> _Source records_:
PR #103, opened 2016-03-07
Introduce CouchbaseConfigurer

snicoll:
Rather than having to extend a few methods from the base Configuration
class, this commit introduces a strategy interface to gather them.

`CouchbaseConfigurer` represents all the components that the Spring Data
integration requires.


simonbasle:
:+1: merged, I'll polish a bit with tests and more javadoc in the spring-projects:draft/separateConfigConcerns branch

PR #104, opened 2016-03-09
DATACOUCH-215 - Separate config concerns between SDK core and Spring Data

simonbasle:
The aim here is to facilitate integration with Spring Boot while allowing apps to have a dependency on the Couchbase SDK (`Bucket` and `Cluster`) without necessarily pulling in Spring Data Couchbase.

Pinging @daschl @snicoll @olivergierke for quick review (as per the ongoing email thread).


simonbasle:
see issue [DATACOUCH-215](https://jira.spring.io/browse/DATACOUCH-215)

PR #102, opened 2016-03-03
DATACOUCH-211 - Applying sort that's passed in via the Pagenate object

longwatertech:

PR #105, opened 2016-03-09
DATACOUCH-214 - Allow case insensitive ordering via Sort.Order class

longwatertech:


src/main/java/org/springframework/data/couchbase/repository/query/support/N1qlUtils.java
```diff
@@ -145,8 +146,11 @@ public static String getDottedPathWithAlternativeFieldNames(PersistentPropertyPa
     List<com.couchbase.client.java.query.dsl.Sort> cbSortList = new ArrayList<com.couchbase.client.java.query.dsl.Sort>();
     for (Sort.Order order : sort) {
       String orderProperty = order.getProperty();
-        //FIXME the order property should be converted to its corresponding fieldName
+      //FIXME the order property should be converted to its corresponding fieldName
       Expression orderFieldName = i(orderProperty);
+      if (order.isIgnoreCase()) {
+        orderFieldName = lower(orderFieldName);
```
simonbasle: in N1QL `LOWER` on anything but a String will return null. You could use the `TOSTRING` function as well, which is accessible through `TypeFunctions.toString(Expression x)` in the DSL

simonbasle:
Hi @longwatertech and thanks for the PR :gift:
As I commented inline, you should combine `LOWER` and `TOSTRING` for maximum effect. Can you make the modification and squash the 3 commits into a single commit?

Also I'll need you to confirm that you have signed Spring's [CLA](https://support.springsource.com/spring_committer_signup) as stated in the [contributing instructions](https://github.com/spring-projects/spring-data-build/blob/master/CONTRIBUTING.adoc).

If you can do both by tomorrow, this should be able to make it to `2.1 Hopper RC1` :smiley:

longwatertech:
Hi @simonbasle - thanks for the feedback. I'll get the `TOSTRING` change added and squash those commits. Regarding the CLA I have two questions: 1) is the project 'Spring Data Access'? 2) Who is the project lead? Thanks, James.

simonbasle:
@longwatertech the project is "Spring Data" I think (although I'm not entirely sure). Project lead is Oliver Gierke ( @olivergierke).

longwatertech:
@simonbasle - also, I signed the CLA, but the closest project I could see in the list was 'Spring Data Access' so I chose that one. Let me know if I need to select another. Thanks.

simonbasle:
sounds good to me :+1:

simonbasle:
you can now work on the second one, #102 :wink:

PR #106, opened 2016-03-10
DATACOUCH-216 - Add template getter on repository interface

simonbasle:


simonbasle:
pretty trivial change so I'm going to :+1:

PR #107, opened 2016-03-10
DATACOUCH-212 - Take Version/CAS into account on save

simonbasle:
@daschl I'm interested in what you think about this one


daschl:
like the idea, can you flesh out the commit msg a bit more? :)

> _Task description_:
Nothing but an exact copy of the lines from the start of the entries through the line containing "The aim here" belongs in the response.

> _Problem solution_:
PR #103, opened 2016-03-07
Introduce CouchbaseConfigurer

snicoll:
Rather than having to extend a few methods from the base Configuration
class, this commit introduces a strategy interface to gather them.

`CouchbaseConfigurer` represents all the components that the Spring Data
integration requires.


simonbasle:
:+1: merged, I'll polish a bit with tests and more javadoc in the spring-projects:draft/separateConfigConcerns branch

PR #104, opened 2016-03-09
DATACOUCH-215 - Separate config concerns between SDK core and Spring Data

simonbasle:
The aim here is to facilitate integration with Spring Boot while allowing apps to have a dependency on the Couchbase SDK (`Bucket` and `Cluster`) without necessarily pulling in Spring Data Couchbase.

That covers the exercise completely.